So, the next, and hopefully last, question in my growing list of questions about adjoints to forgetful functors concerns the left adjoint to functor $U:\mathbf{Ring}\to\mathbf{AbGrp}$.
My approach so far has been to take the free monoid $F(A)$ over the set under the abelian group A, then the free abgroup $AbF(A)$ of $F(A)$, and finally identify all elements $'ab+ab'$ with $a(b+b)$ and $(a+a)b$.
But it does feel like I've gone too far in forgetting the abelian structure when making the free monoid. Perhaps we can take a free monoid over the group immediately and define it to be consistent with addition so that $a(b+c)d= abd+acd$.
I found that a similar approach was necessary when defining the free group over a monoid, but the situation is very different here, and I lack the skill to confidently pursue my own solutions.

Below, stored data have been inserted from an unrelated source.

Issue #15670, opened 2025-06-20
Unit test workflow is cancelled and causes CI failure


anacrolix:
The All tests workflow is cancelled on main (and I think release) if consecutive commits arrive before tests-mac-linux runs. The change may have been introduced in https://github.com/erigontech/erigon/commit/d5863f5ddfb76c24021b7aac10c611a1d05bef2f. I think the condition might just be wrong on `needs.source-of-changes.outputs.changed_files != 'true'`, however it raises the question about how source-of-changes will work for consecutive changes if you cancel an outstanding test, but the next commit has no changes that need testing. I believe it would cancel the test and then never run it.

You can see an example here:

![Image](https://github.com/user-attachments/assets/5d114daa-38c7-4208-8d44-5616cca43d4b)

Where 4 of the CI failures (big red X!) are due to cancellation logic. Only 2 of the failures here are actually legitimate.

VBulikov:
VBulikov added Imp1 as Importance

PR #15671, opened 2025-06-20
Possibly correct bad cancel in progress condition on unit test CI

anacrolix:
Possible fix for https://github.com/erigontech/erigon/issues/15670. I don't know if maybe the `needs.source-of-changes.outputs.changed_files` condition is flipped, or maybe my observation about consecutive changed files trumps it altogether.


sudeepdino008:
no. issue is with cancellation groups. I have a fix here - https://github.com/erigontech/erigon/pull/15672...but first need to fix the erigon-lib/go.mod

anacrolix:
Okay I'll close in favour of your fix.

PR #15674, opened 2025-06-20
Don't add preverified hashes after initial sync completed

anacrolix:
This is to complete an item from https://github.com/erigontech/erigon/pull/15043:

> Don't redownload files after preverified.toml is committed if they go missing. This occurs due to merges etc.

At node startup, the preverified.toml that was committed locally from a previous initial sync is scanned and the torrents in it are requested from the downloader. If in a previous run, torrents were removed due to merges, the torrents in the final snapshot will be added again (to my understanding). I can see two ways to deal with this:

1. Mark manually removed torrents with a file like name.removed, or
2. Once the preverified.toml is committed, don't request any torrents from it any longer.

The second option removes a lot of the logic from the downloader, where it doesn't belong. This PR implements that. The only downside I can see here is it makes it harder to manually repair a snapshot dir, for example you could "resync" a dir by removing all the `.removed` files in 1. However you could also sync to the latest initial snapshot by removing whatever preverified.toml you have, possibly wiping any .torrent files, and let the node resync (it will reuse existing data now too since #15043).

I'm working on a sequence diagram that should describe how it fits together so it's clear and easy to work with the downloader snapshot dir and to check this logic.

### DIFF
--- a/cmd/downloader/main.go
+++ b/cmd/downloader/main.go
@@ -321,7 +321,7 @@ func Downloader(ctx context.Context, logger log.Logger) error {
 	d.MainLoopInBackground(false)
 	if seedbox {
 		var downloadItems []*proto_downloader.AddItem
-		for _, it := range snapcfg.KnownCfg(chain).Preverified {
+		for _, it := range snapcfg.KnownCfg(chain).Preverified.Items {
 			downloadItems = append(downloadItems, &proto_downloader.AddItem{
 				Path:        it.Name,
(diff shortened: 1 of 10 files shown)


anacrolix:
Thanks @AskAlexSharov.

anacrolix:
I'm happy with where this is at. I'm worried some workflows will be broken if they are surprised by snapshots reappearing after restarting the node so I'll merge asap.

Issue #15684, opened 2025-06-20
Generalizations and extensions for Arbitrum


yperbasis:
Make erigon code generic enough with sufficient extension points so that Arbitrum code can live in a separate module (i.e. avoid having any Arbitrum-specific logic in erigon itself).

VBulikov:
yperbasis added Imp1 as Importance

VBulikov:
awskii changed Importance from Imp1 to Imp3

awskii:
https://github.com/erigontech/erigon-documents/blob/master/arbitrum/l2-sdk-blueprint.md

PR #15687, opened 2025-06-20
core: move Polygon genesis blocks to `polygon`

yperbasis:


mh0lt:
> Part of #15684

You probably need to take into account the genesis changes on this branch (https://github.com/erigontech/erigon/tree/match_bor_genesis_header) which where needed to get bor & erigon genesis processing to coincide.  For the moment I'm not planning to merge this branch as its not clear that the genesis processing for bor devnets is just incorrect.

PR #15688, opened 2025-06-20
EIP-7907: Meter Contract Code Size And Increase Limit

taratorio:
ref: https://eips.ethereum.org/EIPS/eip-7907


core/vm/operations_acl.go
```diff
@@ -315,3 +315,112 @@ func makeCallVariantGasCallEIP7702(oldCalculator gasFunc) gasFunc {
...
+			return 0, ErrGasUintOverflow
+		}
+
+		return cost, nil
+	}
+}
+
+func makeGasFuncCreateVariantEIP7907(oldGasFunc gasFunc) gasFunc {
+	return func(evm *EVM, contract *Contract, stack *Stack, mem *Memory, memorySize uint64) (uint64, error) {
+		cost, err := oldGasFunc(evm, contract, stack, mem, memorySize)
```
yperbasis: Hmm. Does the EIP say anything about changing the cost of `CREATE`/`CREATE2`?

taratorio: I was in 2 minds about this too - I might double check on discord

erigon-lib/chain/params/protocol.go
```diff
@@ -139,6 +139,12 @@ const (
 	MaxCodeSizePostAhmedabad = 32768           // Maximum bytecode to permit for a contract post Ahmedabad hard fork (bor / polygon pos) (32KB)
 	MaxInitCodeSize          = 2 * MaxCodeSize // Maximum initcode to permit in a creation transaction and create instructions
 
+	// EIP-7907: Meter Contract Code Size And Increase Limit
+	MaxCodeSizeEip7907        = 262144                 // Maximum bytecode to permit for a contract post EIP-7907
```
somnergy: Might use `0x40000`  to avoid confusion when comparing with the EIP

core/vm/operations_acl.go
taratorio: @yperbasis link to conversation: https://discord.com/channels/595666850260713488/1386500548525559909/1386728306711199906

my thoughts are that after contract creation we cache the contract code in memory for the duration of the block execution (in IntraBlockState's stateObject) - so any subsequent code accesses after create's would be "warm" hence not charged extra in which case probably the create should charge the extra cost for making the code warm?

ive reverted the change for now until the spec gets finalised - it's easy to add this back/remove

taratorio: another reason for reverting it for now is also because some spec tests failed due to this

taratorio: note, there will be likely more changes to the spec: e.g. for example adding CodeSize to the Account RLP for code size > 24kb https://discord.com/channels/595666850260713488/1375206178199572562/1386319275895291996

taratorio: I think I just answered my own question: we would still charge 200 gas per byte of code on create-s for large contracts above 24KiB too so that should be enough to cover the above situation I think. So the eip is probably fine as it is on this regard so I feel more confident with reverting this change now. Should be good to go now 👍

core/vm/contract.go
```diff
@@ -246,3 +249,10 @@ func (c *Contract) SetCodeOptionalHash(addr *common.Address, codeAndHash *codeAn
 	c.CodeHash = codeAndHash.hash
 	c.CodeAddr = addr
 }
+
+func MaxInitCodeSize(rules *chain.Rules) int {
```
somnergy: Should be moved out of vm since it's also used in state transition and txpool

core/vm/gas_table.go
```diff
@@ -321,7 +321,7 @@ func gasCreateEip3860(_ *EVM, contract *Contract, stack *Stack, mem *Memory, mem
 	if overflow {
 		return 0, ErrGasUintOverflow
 	}
-	if size > params.MaxInitCodeSize {
+	if size > uint64(MaxInitCodeSize(evm.chainRules)) {
```
somnergy: `chainRules` here should always have `isShanghai` and never `isOsaka` to `true` (I understand now the separate gas cost doesn't apply). Because months later, it may be confusing.

Or could use `gasCreate` naming that encompasses pre and post fusaka

core/vm/operations_acl.go
```diff
@@ -315,3 +315,81 @@ func makeCallVariantGasCallEIP7702(oldCalculator gasFunc) gasFunc {
 		return gas, nil
 	}
 }
+
+var (
+	gasCallEIP7907         = makeGasFuncCodeAccessVariantEIP7907(gasCallEIP7702, 1)
+	gasDelegateCallEIP7907 = makeGasFuncCodeAccessVariantEIP7907(gasDelegateCallEIP7702, 1)
+	gasStaticCallEIP7907   = makeGasFuncCodeAccessVariantEIP7907(gasStaticCallEIP7702, 1)
+	gasCallCodeEIP7907     = makeGasFuncCodeAccessVariantEIP7907(gasCallCodeEIP7702, 1)
+	gasExtCodeCopyEIP7907  = makeGasFuncCodeAccessVariantEIP7907(gasExtCodeCopyEIP2929, 0)
```
somnergy: A variant of the gas function for Create/Create2 might still be better since the existing one is now hiding the change to max size

core/vm/operations_acl.go
```diff
@@ -315,3 +315,81 @@ func makeCallVariantGasCallEIP7702(oldCalculator gasFunc) gasFunc {
...
+	codeSize, err := ibs.GetCodeSize(addr)
+	if err != nil {
+		return 0, err
+	}
+
+	cost, err := largeContractCost(uint64(codeSize))
+	if err != nil {
+		return 0, err
+	}
+	if cost == 0 {
```
somnergy: Does this not have to be passed to the tracer down below?

erigon-lib/chain/params/protocol.go
```diff
@@ -139,6 +139,12 @@ const (
...
+	MaxInitCodeSizeEip7907    = 2 * MaxCodeSizeEip7907 // Maximum initcode to permit in a creation transaction and create instructions post EIP 7907
+	LargeCodeThresholdEip7907 = 24576                  // We charge extra gas if the code size exceeds this threshold
+	LargeCodeWordGasEip7907   = 2                      // How much extra we charge per word above large code threshold
```
somnergy: The spec name is `GAS_INIT_CODE_WORD_COST`, I suggest changing `LargeCodeWordGasEip7907` to `GasInitCodeWordCostEip7907` to make it easy to follow from the EIP
(The suggested name isn't objectively better though)

erigon-lib/chain/params/protocol.go
taratorio: I personally find 262144 more human readable than it's hex equivalent 
also all the other size related params are in decimal so we are consistent with that

erigon-lib/chain/params/protocol.go
taratorio: we already have `InitCodeWordGas` (it is used for charging init code) in our params which is set to 2 as well (so at first I thought I can re-use it)
however the 7907 spec is likely to change this value from 2 to 3 or 4, e.g. have a look at https://github.com/ethereum/EIPs/pull/9910) - so I decided to introduce a separate var for this which lead to `LargeCodeWordGasEip7907`

note `GAS_INIT_CODE_WORD_COST` in the EIP is misleading naming because we do not charge this for init code - we charge this for "accessing" large contracts (via call/staticcall/delegatecall/etc.)

so maybe a better name would be `LargeCodeAccessWordCostEip7907`

erigon-lib/chain/params/protocol.go
somnergy: *`0x40_000` - more human readable. Things should be as close to the EIP to avoid silly misses, just saying. But it's alright, once we have triple checked all new additions like these.

erigon-lib/chain/params/protocol.go
somnergy: Your name is better, but the EIP says something else; ergo, the next guy trying to understand the code would spend time to ascertain "oh that's what this is". But it's okay, soft suggestion.

core/vm/operations_acl.go
taratorio: true, good point

ive addressed this and stuck to the current pattern of copy/pasting functions and adding new behaviour to them per eip

I dont like this much but I will have to accept this for now 😢 

im wondering if it is worth for us to condense all the gasFuncXyz, gasFuncXyzEip1, gasFuncXyzEip2, etc. into just 1 gasFuncXyz and use chain.Rules inside just 1 function - it will avoid the copy/pasting but it may introduce other issues such as complexity (if too much branching) and/or maybe performance (again if too much branching is involved - however probably not a big issue, most cpus have branch predictors anyway) - will leave this for a potential improvement for a future time (@yperbasis what do you think about this?)

core/vm/gas_table.go
taratorio: addressed as per https://github.com/erigontech/erigon/pull/15688#discussion_r2172724821

core/vm/contract.go
taratorio: yes, true - I removed it and switched to more explicit checks that are explicitly associated with the eip (e.g. [commit](https://github.com/erigontech/erigon/pull/15688/commits/1a334ae540320e1203b24c8e758411ffc5520cb5)) - there are only 3 places that use this so it should be fine - actually looks better because it makes the distinction between eip7907 and eip3860 more visible at the cost of a few duplications

core/vm/operations_acl.go
taratorio: I would say no since it is 0 but this is now outdated anyway since I moved to the current copy/paste approach of adding new eip changes to operationFunc/gasFunc

taratorio:
@yperbasis @somnathb1 ready for another review

core/vm/gas_table.go
```diff
@@ -334,7 +334,7 @@ func gasCreateEip3860(_ *EVM, contract *Contract, stack *Stack, mem *Memory, mem
 	return gas, nil
 }
 
-func gasCreate2Eip3860(_ *EVM, contract *Contract, stack *Stack, mem *Memory, memorySize uint64) (uint64, error) {
+func gasCreateEIP7907(evm *EVM, contract *Contract, stack *Stack, mem *Memory, memorySize uint64) (uint64, error) {
```
yperbasis, line 337: It'd be nice to extract a common function between `gasCreateEip3860` & `gasCreateEIP7907` to avoid code duplication.

core/vm/gas_table.go
```diff
@@ -356,6 +378,28 @@ func gasCreate2Eip3860(_ *EVM, contract *Contract, stack *Stack, mem *Memory, me
 	return gas, nil
 }
 
+func gasCreate2EIP7907(evm *EVM, contract *Contract, stack *Stack, mem *Memory, memorySize uint64) (uint64, error) {
```
yperbasis, line 381: Ditto, it'd be nice to extract a common function for `gasCreate2Eip3860` & `gasCreate2EIP7907`.

core/vm/operations_acl.go
```diff
@@ -315,3 +344,103 @@ func makeCallVariantGasCallEIP7702(oldCalculator gasFunc) gasFunc {
...
 }
+
+var (
+	gasCallEIP7907         = makeCallVariantGasCallEIP7907(gasCall)
+	gasDelegateCallEIP7907 = makeCallVariantGasCallEIP7907(gasDelegateCall)
+	gasStaticCallEIP7907   = makeCallVariantGasCallEIP7907(gasStaticCall)
+	gasCallCodeEIP7907     = makeCallVariantGasCallEIP7907(gasCallCode)
+)
+
+func makeCallVariantGasCallEIP7907(oldCalculator gasFunc) gasFunc {
```
yperbasis, line 355: Better to generalize `makeCallVariantGasCallEIP7702` to avoid code duplication.

taratorio: what do you think about my comment here? https://github.com/erigontech/erigon/pull/15688#discussion_r2172724821

core/vm/operations_acl.go
yperbasis: Yes, I think it makes sense to do that (to condense different flavours into one function) to avoid code duplication. Also makes sense to do it in a follow-up PR. Ideally we have to measure performance impact, but I suspect it'll be negligible. cc @chfast

core/vm/operations_acl.go
```diff
@@ -137,6 +138,34 @@ func gasExtCodeCopyEIP2929(evm *EVM, contract *Contract, stack *Stack, mem *Memo
 	return gas, nil
 }
 
+func gasExtCodeCopyEIP7907(evm *EVM, contract *Contract, stack *Stack, mem *Memory, memorySize uint64) (uint64, error) {
+	// memory expansion first (dynamic part of pre-2929 implementation)
```
yperbasis, line 142: could simply call `gasExtCodeCopyEIP2929` as the first part

core/vm/operations_acl.go
yperbasis: Actually, I'd even do it now (code duplication is bad), but it's fine if it's done later.

yperbasis (approved):

core/vm/operations_acl.go
taratorio: agreed - will address in a follow up refactor https://github.com/erigontech/erigon/issues/15901

core/vm/operations_acl.go
taratorio: will address in a follow up refactor https://github.com/erigontech/erigon/issues/15901

core/vm/gas_table.go
taratorio: will address in a follow up refactor https://github.com/erigontech/erigon/issues/15901

core/vm/gas_table.go
taratorio: will address in a follow up refactor https://github.com/erigontech/erigon/issues/15901

core/vm/operations_acl.go
taratorio: will address in a follow up refactor https://github.com/erigontech/erigon/issues/15901

Issue #15627, opened 2025-06-18
shared_domains: extract tests to own package


AskAlexSharov:
we have copy-paste of temporal.go in `erigon-lib/state/kv_temporal_copy_test.go` because it's temporary step towards extracting shared_domains tests into own package (or in `state_test`). 

need to reduce amount of private fields use - and step-by-step move tests to own package - because it's biz-logic tests. 

in long-term (out of this task scope): we will split `in-mem maps` and SD to 2 classes - leave generic `in-mem maps` inside `state` and move biz-logic out of `state` package. (by biz-logic i mean: all methods which working with exact domain names, doing commitment, etc...).

VBulikov:
VBulikov added Imp2 as Importance

AskAlexSharov:
Mostly done

AskAlexSharov:
done

Issue #14636, opened 2025-04-17
Remove direct dependency on anacrolix/torrent in root erigon module


anacrolix:
cmd/downloader/downloadernat applies nat Interface details to torrent.ClientConfig public IP fields. It's the only thing in the root erigon project that directly depends on anacrolix/torrent, which is otherwise only in erigon-lib. It means you need multiple replace directives if Go workspaces aren't in use to use a common torrent module version between the erigon and erigon-lib modules.

I tried to refactor it out quickly but downloadernat.DoNat uses the nat package which is in the erigon module, a parent of erigon-lib.

AskAlexSharov:
@anacrolix 
1. it's ok to move some small pkg from erigon to erigon-lib
2. it's ok to set same version of torrent lib in go.mod and erigon-lib/go.mod and do 2 times `go mod tidy` 
3. Idid use `go.work` very long time ago. As i remember: you must copy-paste all `replace` directives to `go.work`

VBulikov:
VBulikov added Imp2 as Importance

anacrolix:
This might be more easily fixed soon with #14554 .

yperbasis:
Should be solved by #15713

anacrolix:
Cheers

PR #15712, opened 2025-06-23
dir improvements: move snapshot downloader to `erigon-db`

yperbasis:
Snapshot downloader can be thought of as the replication layer of Erigon DB. Part of #14554


anacrolix:
I'm not sure there's enough coupling between erigon-db and the downloader for this to make sense. I would hold off on this change for now. The downloader is tightly bound to other common stuff in erigon-lib, and it's not clear that it's worth coupling to erigon-db yet. Maybe during or after @sudeepdino008's proposed changes to the way components interact with it.

Also making erigon-lib not a separate module will really help ease a lot of the pain that exists with where it is. See https://github.com/erigontech/erigon/issues/14636.

yperbasis:
> I'm not sure there's enough coupling between erigon-db and the downloader for this to make sense. I would hold off on this change for now. The downloader is tightly bound to other common stuff in erigon-lib, and it's not clear that it's worth coupling to erigon-db yet. Maybe during or after @sudeepdino008's proposed changes to the way components interact with it.
> 
> Also making erigon-lib not a separate module will really help ease a lot of the pain that exists with where it is. See #14636.

I'm going to move DB-related things and their dependencies from `erigon-lib` to `erigon-db`, while the rest of `erigon-lib` will go into other directories of erigon. The goal is to eliminate `erigon-lib` as a module (#15713). `erigon-lib` was created as a module for historical reasons. (We tried to develop a greenfield project under the Apache license in hope of selling it to corporates, but then we abandoned this idea.) As you [pointed out](https://github.com/erigontech/erigon/issues/14554#issuecomment-2986076938), modules in go introduce friction, thus the goal to get rid of `erigon-lib`. (And to have only one module, `erigon-db`, since it's a strategic direction to make Erigon DB generic and independent of Ethereum). Moving the downloader to `erigon-db` is just a small step in that big refactoring. I don't want to do everything in one go because that'll be a mammoth change, impossible to review and super-painful to merge.

sudeepdino008:
@yperbasis 

1. I see that `erigon-lib/downloader/snaptype` is moved to `erigon-lib/snaptype`. Is this module also something that'll be moved to erigon-db?

2. One effort we've been trying to do in erigon-lib/state is to not have any "biz-logic" (blocks/tx/bor etc. i.e. specific entity) in `erigon-lib/state`. This is reflected in tasks like https://github.com/erigontech/erigon/issues/15627. I guess improvements like these are smaller-scoped refactoring tasks, independent of https://github.com/erigontech/erigon/issues/14554.

anacrolix (approved):
This makes sense, subject to erigon-db actually depending directly on the/a downloader and its API.

I thought erigon-db was more about file formats and naming, and so the parent erigon node would be the one with the knowledge of the downloader. But the point about erigon-db being the only component that actually cares about files makes sense.

yperbasis:
> 1. I see that `erigon-lib/downloader/snaptype` is moved to `erigon-lib/snaptype`. Is this module also something that'll be moved to erigon-db?
> 2. One effort we've been trying to do in erigon-lib/state is to not have any "biz-logic" (blocks/tx/bor etc. i.e. specific entity) in `erigon-lib/state`. This is reflected in tasks like [shared_domains: extract tests to own package #15627](https://github.com/erigontech/erigon/issues/15627). I guess improvements like these are smaller-scoped refactoring tasks, independent of [Improve directories and modules #14554](https://github.com/erigontech/erigon/issues/14554).

Yes and yes.

yperbasis:
> 2. One effort we've been trying to do in erigon-lib/state is to not have any "biz-logic" (blocks/tx/bor etc. i.e. specific entity) in `erigon-lib/state`. This is reflected in tasks like [shared_domains: extract tests to own package #15627](https://github.com/erigontech/erigon/issues/15627). I guess improvements like these are smaller-scoped refactoring tasks, independent of [Improve directories and modules #14554](https://github.com/erigontech/erigon/issues/14554).

To be more precise, in the future there'll probably be some interplay between these two tasks, but not at the moment.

Thanks in advance for any answers.
Best Answer
To give some more details about my comment: We let $F(A) = \bigoplus_{n\ge 0} A^{\otimes n}$ with the obvious addition and the multiplication induced by the maps $A^{\otimes n} \times A^{\otimes m} \to A^{\otimes (n+m)}$ on the summands. Then $F(A)$ is a ring. Given a Ring $R$ and an $\mathbf{AbGrp}$-morphism $f\colon A \to UR$ we define $\bar f\colon F(A) \to R$ by $\bar f(a_1 \otimes \cdots \otimes a_n) := f(a_1)\cdots f(a_n)$. Then $\bar f$ is a $\mathbf{Ring}$-morphism (just check by calculating). Obviously $ \bar f|_{A} = f$ (here we use $A = A^{\otimes 1} \subseteq F(A)$), so $f \mapsto \bar f$ is one-to-one. To see that it is onto, we let $g\colon F(A) \to R$ be a $\mathbf{Ring}$-morphism and $f := g|_A$. We now have $$ g(a_1\otimes \cdots \otimes a_n) = g(a_1)\cdots g(a_n) = f(a_1) \cdots f(a_n) = \bar f(a_1 \otimes \cdots \otimes a_n) $$ So $g = \bar f$. So $f \mapsto \bar f$ gives a bijection $\mathbf{AbGrp}(A, UR) \to \mathbf{Ring}(FA, R)$ which is natural. So $F$ is left adjoint to $U$.